Are you good with words?
Do you enjoy reading and writing?
Do you beat all your friends at Scrabble?
Do you know what is wrong with this sentence: “Between you and I, he’s hot!”*
If you answered “yes” to these questions, then you might want to consider a career in the publishing industry.
Careers in publishing usually require a BA degree (a major in English is sometimes preferred, but other liberal arts majors are often perfectly acceptable). Entry-level salaries are not very high (usually $35,000-$45,000), but the potential for advancement is good. And the work is very enjoyable for a certain type of person—such as ones who answer “yes” to the above questions.
Entry-level positions in publishing include proofreading and copyediting.
The proofreader checks to make sure that any corrections that an author or a copyeditor requests to be made to a manuscript have been made correctly by the typesetter or, in this day and age, paginator (a “paginator” is someone who takes electronic Word files and sets them up “in pages” to look like a book, using a program like QuarkXPress).
The copyeditor reads the author’s manuscript to make sure that it meets various criteria. These criteria will depend on the type of book in question, though at a minimum the copyeditor ought to catch mistakes of spelling and grammar in all types of books (except for intentional mistakes, such as in novels). The copyeditor also suggests general improvements to an author’s prose, making it more vivid, succinct, and readable.
In addition, the copyeditor checks for factual errors, so a deep store of general information is also invaluable in this career. (Are you good at Jeopardy as well?) The copyeditor also enforces whatever elements of “house style” a particular publishing firm may impose on its authors (such as gender-neutral language, and the like). Finally, the copyeditor is the first line of defense against libel suits. As you can see, it is a position of some responsibility.
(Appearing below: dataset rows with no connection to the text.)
PR #3834, opened 2020-03-09
Update coverage step

CasperWA:
Add test workflow to test the if-statement

### DIFF
--- a/.github/workflows/ci.yml
+++ b/.github/workflows/ci.yml
@@ -139,10 +139,9 @@ jobs:
         .github/workflows/tests.sh
 
     - name: Upload coverage report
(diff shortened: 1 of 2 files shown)


CasperWA:
I am testing the new tokenless coverage upload - wanted to create this PR againt my fork - will create a new proper PR here shortly.

csadorf:
What is the reason that we are measuring for the almost deprecated Python version 3.5, instead of the latest supported one (3.8)?

CasperWA:
> What is the reason that we are measuring for the almost deprecated Python version 3.5, instead of the latest supported one (3.8)?

Moving this to the "correct" PR

PR #3835, opened 2020-03-09
Update coverage upload step and use actions/checkout v2

CasperWA:
Update coverage upload step.

Since it is [now possible](https://community.codecov.io/t/whitelist-github-action-servers-to-upload-without-a-token/491/17) to upload tokenless to codecov (_only_ from public GitHub repositories), we should do this for our PRs.

CI also fails if the coverage upload fails now.

The logic for when the coverage should be uploaded:
- ONLY for tests with Python 3.5
- ~If it's a PR.~
- ~If it's a push commit AND the repository is `aiidateam/aiida-core`.~
- It's a push in or PR against the repository `aiidateam/aiida-core`

Note: I wrongly created the PR #3834 to test the `if` part of when the coverage should be uploaded. It was originally meant to point to my fork - and since I later rebased, it didn't allow me to reopen the PR. So here's a new one :)

**Edit**: Also updated the checkout action to ~v2~ master (~`actions/checkout@v2`~ `actions/checkout@master`). It's more robust and performant than v1, see [here](https://github.com/actions/checkout) for more information.
It was necessary to use `master` instead of `v2`, since otherwise the codecov-action cannot retrieve the PR number, which is needed for uploading coverage.

### DIFF
--- a/.github/workflows/ci.yml
+++ b/.github/workflows/ci.yml
@@ -139,14 +139,13 @@ jobs:
         .github/workflows/tests.sh
 
     - name: Upload coverage report
-      if: matrix.python-version == 3.5
-      uses: codecov/codecov-action@v1.0.5
+      if: matrix.python-version == 3.5 && github.repository == 'aiidateam/aiida-core'
+      uses: codecov/codecov-action@v1
       with:
-        token: ${{ secrets.CODECOV_TOKEN }}
         name: aiida-pytests-py3.5-${{ matrix.backend }}
         flags: ${{ matrix.backend }}
         file: ./coverage.xml
-        fail_ci_if_error: false
+        fail_ci_if_error: true
 
   verdi:
 
--- a/.github/workflows/ci.yml
+++ b/.github/workflows/ci.yml
@@ -10,7 +10,7 @@ jobs:
     timeout-minutes: 30
 
     steps:
-    - uses: actions/checkout@v1
+    - uses: actions/checkout@master
 
     - name: Set up Python 3.7
       uses: actions/setup-python@v1
@@ -29,7 +29,7 @@ jobs:
     timeout-minutes: 30
 
     steps:
-    - uses: actions/checkout@v1
+    - uses: actions/checkout@master
 
     - name: Set up Python 3.7
       uses: actions/setup-python@v1
@@ -60,7 +60,7 @@ jobs:
     timeout-minutes: 30
 
     steps:
-    - uses: actions/checkout@v1
+    - uses: actions/checkout@master
 
     - name: Set up Python 3.7
       uses: actions/setup-python@v1
@@ -95,7 +95,7 @@ jobs:
         backend: ['django', 'sqlalchemy']
 
     steps:
-    - uses: actions/checkout@v1
+    - uses: actions/checkout@master
     - uses: CasperWA/postgresql-action@v1.2
       with:
         postgresql version: '10'
@@ -153,7 +153,7 @@ jobs:
     timeout-minutes: 30
 
     steps:
-    - uses: actions/checkout@v1
+    - uses: actions/checkout@master
 
     - name: Set up Python 3.7
       uses: actions/setup-python@v1
@@ -175,7 +175,7 @@ jobs:
     timeout-minutes: 30
 
     steps:
-    - uses: actions/checkout@v1
+    - uses: actions/checkout@master
 
     - name: Install docker
       run: |


CasperWA:
I've already found a fault here. If it's a PR, it should be a requirement that it's towards the upstream repository, i.e., `aiidateam/aiida-core`, and not just a random PR.

CasperWA:
Note for person merging. The two commits do separate conceptual things, so please hesitate before squashing, or simply don't. One updates the coverage step, the other updates actions/checkout to v2.

.github/workflows/ci.yml
```diff
@@ -139,22 +139,21 @@ jobs:
         .github/workflows/tests.sh
 
     - name: Upload coverage report
-      if: matrix.python-version == 3.5
-      uses: codecov/codecov-action@v1.0.5
+      if: matrix.python-version == 3.5 && github.repository == 'aiidateam/aiida-core'
+      uses: codecov/codecov-action@v1
```
ltalirz: going back to older version?

.github/workflows/ci.yml
```diff
@@ -139,22 +139,21 @@ jobs:
...
       with:
-        token: ${{ secrets.CODECOV_TOKEN }}
         name: aiida-pytests-py3.5-${{ matrix.backend }}
         flags: ${{ matrix.backend }}
         file: ./coverage.xml
-        fail_ci_if_error: false
+        fail_ci_if_error: true
```
ltalirz: I guess this is the default?

CasperWA:
> Thanks @CasperWA - so, the coverage report shows that this PR decreases coverage by 7%.
> I guess this is not correct, is it?
> 
> Do you know what is going wrong here?

Yes. It's apparently the update to the checkout v2 action. I have just force pushed an update to use checkout@master instead.

See my issue in the codecov-action [here](https://github.com/codecov/codecov-action/issues/61).

.github/workflows/ci.yml
CasperWA: There is no default for this option in the action itself (see [here](https://github.com/codecov/codecov-action/blob/master/action.yml)).

Another thing is, apparently it didn't catch the latest failure, which is another error in the codecov-action action. I have reported it in the same issue as referenced below.

.github/workflows/ci.yml
CasperWA: Yes. This is what they recommend. And they have updated the `v1` tag with the updates from the "newer" versions. I.e., `v1` is synonymous with the latest v1, no matter the minor or patch version.

CasperWA:
> > Thanks @CasperWA - so, the coverage report shows that this PR decreases coverage by 7%.
> > I guess this is not correct, is it?
> > Do you know what is going wrong here?
> 
> Yes. It's apparently the update to the checkout v2 action. I have just force pushed an update to use checkout@master instead.
> 
> See my issue in the codecov-action repository [here](https://github.com/codecov/codecov-action/issues/61).

It seems to work with the newest version of the checkout action, i.e., using the `master` branch.

CasperWA:
From @csadorf:
> What is the reason that we are measuring for the almost deprecated Python version 3.5, instead of the latest supported one (3.8)?

CasperWA:
> What is the reason that we are measuring for the almost deprecated Python version 3.5, instead of the latest supported one (3.8)?

That the coverage is/should be the same, no matter the Python version - therefore it makes sense (to me) to only upload for a single Python version. That we are uploading on 3.5 is irrelevant, it could as well have been 3.8.
It _is_ however important to upload for both backends, since the coverage will be different.

Previously the coverage would be different for the two different major Python versions, hence it made sense to upload for both (indeed, we appended four different coverage reports together, varying over major Python version and backends).

ltalirz:
If there is indeed a significant difference of test coverage between python versions, we *should* be merging it together.

@csadorf Feel free to change this back in your dependency-management PR.

csadorf:
> > What is the reason that we are measuring for the almost deprecated Python version 3.5, instead of the latest supported one (3.8)?
> 
> That the coverage is/should be the same, no matter the Python version - therefore it makes sense (to me) to only upload for a single Python version. That we are uploading on 3.5 is irrelevant, it could as well have been 3.8.
> It _is_ however important to upload for both backends, since the coverage will be different.
> 
> Previously the coverage would be different for the two different major Python versions, hence it made sense to upload for both (indeed, we appended four different coverage reports together, varying over major Python version and backends).

Thank you for clarifying. While it is true that the coverage should not differ significantly between Python minor versions and it therefore appears arbitrary which version to test, I would argue that we should use the most recent supported version in all CI steps that are only concerned with a single version. The reason is that in this way we reduce the risk of any undetected incompatibilities as we slowly upgrade each part of the CI toolchain. This allows us to reduce the version instead of increase it should there be any issues. This may not be as relevant for this particular step, but I would prefer to keep things consistent across the different CI steps.

CasperWA:
> If there is indeed a significant difference of test coverage between python versions, we _should_ be merging them together.

Agreed. Although, my point was that I wouldn't expect a difference between the two Python versions in question (3.5 and 3.8).

CasperWA:
> Thank you for clarifying. While it is true that the coverage should not differ significantly between Python minor versions and it therefore appears arbitrary which version to test, I would argue that we should use the most recent supported version in all CI steps that are only concerned with a single version. The reason is that in this way we reduce the risk of any undetected incompatibilities as we slowly upgrade each part of the CI toolchain. This allows us to reduce the version instead of increase it should there be any issues. This may not be as relevant for this particular step, but I would prefer to keep things consistent across the different CI steps.

Let me rephrase a bit.
I expect the code coverage won't change at all between the two versions.
I see your point of keeping to the newest Python version. But I can't see why this argument can't be turned on its head as well, to argue for the opposite point, i.e. that we should be testing the oldest supported version, since it is more likely users are on old versions and not new, and so if something fails for the oldest supported version, we have a more serious problem than if the newest version is not completely supported.
In the ideal world, we should make sure both ends of this rope don't burn off.

In the end, this is all besides the point for this particular PR and its contents, since it's about code coverage and not testing the actual code. So the version truly doesn't matter, unless different versions would introduce the execution of different lines of code.
So if everyone agrees we should focus on the newest Python version and not the oldest supported (by AiiDA), then this should align with that philosophy as well, agreed.

csadorf:
@CasperWA I think you slightly misunderstood my argument. I am talking about compatibility within our own CI toolchain, not about compatibility with user versions. With respect to the latter, we need to run the full tests suite on all supported versions, which will be the case once #3771 is merged.

PR #3836, opened 2020-03-09
Update verdi_user_guide.rst.

csadorf:
The latest release of Click (7.1) produces a slightly different
formatting of the CLI help strings.

This patch updates our docs to match that formatting.

This patch fixes the failure of the verdi-autodocs pre-commit hook with
Click version 7.1.


csadorf:
Withdrawing in favor of #3837 , because this also requires fixing tests.

PR #3837, opened 2020-03-09
Pin the Click version to 7.0.

csadorf:
The recent update to Click (7.1) breaks our tests and this CI workflow,
because the help output formatting was slightly changed.

Until we have resolved other issues we should pin the Click version to
7.0.

Because of this incidence, I have added "Click" to the [list of problematic dependencies](https://github.com/aiidateam/aiida-core/wiki/AiiDA-Dependency-Management#problematic-dependencies).

### DIFF
--- a/docs/requirements_for_rtd.txt
+++ b/docs/requirements_for_rtd.txt
@@ -7,7 +7,7 @@ circus~=0.16.1
 click-completion~=0.5.1
 click-config-file~=0.5.0
 click-spinner~=0.1.8
-click~=7.0
+click==7.0
 coverage<5.0
 django~=2.2
 docutils==0.15.2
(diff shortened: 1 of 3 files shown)


sphuber:
Just for reference @csadorf , for most PR's, especially for single commit one's we prefer to use squash-and-merge instead of a normal merge. The linear history and absence of unnecessary merge-commits makes the history easier to follow. We still use normal merges where appropriate such as the merging of feature branches. For multi commit PRs where we don't want to squash we use rebase and merge.

csadorf:
@sphuber Thank's for letting me know. I see that these policies are documented [here](https://github.com/aiidateam/aiida-core/wiki/Git-style-requirements#pull-requests), however I did not originally see this, because I don't find the page name "Git style requirements" very descriptive. Maybe we can rename it or even have a separate page about "Merge policies" or so?

sphuber:
Agreed that the current name doesn't describe its full content very well. Sounds like a more broad title or a separate page would be a good solution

Farther up the chain of command is the acquisitions editor, who interacts directly with authors, solicits new manuscripts, negotiates contracts, and the like. These are the folks who get invited to the great parties!
In a word, publishing is a bookworm’s paradise.
*The sentence should read: “Between you and me, he’s hot!” The reason is that in this sentence the first-person pronoun is the object of the preposition “between,” and as such must be in the accusative case (“I” is nominative; “me” is accusative).